PR #250, opened 2019-04-08
Add support for external custom feedback data mutator command

arnow117:
I find there is not exist a custom mutator option for feedback data in honggfuzz, so I add an option for using external custom data mutator, which can be used for mutating files by custom logic instead of mutating by internal mutators. And I think this maybe more useful for add custom [structure-aware](https://github.com/google/fuzzer-test-suite/blob/master/tutorial/structure-aware-fuzzing.md) mutator

### DIFF
--- a/cmdline.c
+++ b/cmdline.c
@@ -274,6 +274,7 @@ bool cmdlineParse(int argc, char* argv[], honggfuzz_t* hfuzz) {
                 .fuzzStdin = false,
                 .externalCommand = NULL,
                 .postExternalCommand = NULL,
+                .feedbackMutateCommand = NULL,
                 .persistent = false,
                 .netDriver = false,
                 .asLimit = 0U,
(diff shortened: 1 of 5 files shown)


robertswiecki:
Nice, thanks!

prashast:
I am not sure I understand what additional purpose is this providing over existing `mutate_cmd` option provide which allows specifying an external utility to fuzz an input. Couldn't this `custom logic` be already specified in the external fuzzer?

arnow117:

------------

Copy, without any change, the run of lines from the one with "-274,6 +274,7 @@" through the end of the entries above.

= The completed task =
@@ -274,6 +274,7 @@ bool cmdlineParse(int argc, char* argv[], honggfuzz_t* hfuzz) {
                 .fuzzStdin = false,
                 .externalCommand = NULL,
                 .postExternalCommand = NULL,
+                .feedbackMutateCommand = NULL,
                 .persistent = false,
                 .netDriver = false,
                 .asLimit = 0U,
(diff shortened: 1 of 5 files shown)


robertswiecki:
Nice, thanks!

prashast:
I am not sure I understand what additional purpose is this providing over existing `mutate_cmd` option provide which allows specifying an external utility to fuzz an input. Couldn't this `custom logic` be already specified in the external fuzzer?

arnow117:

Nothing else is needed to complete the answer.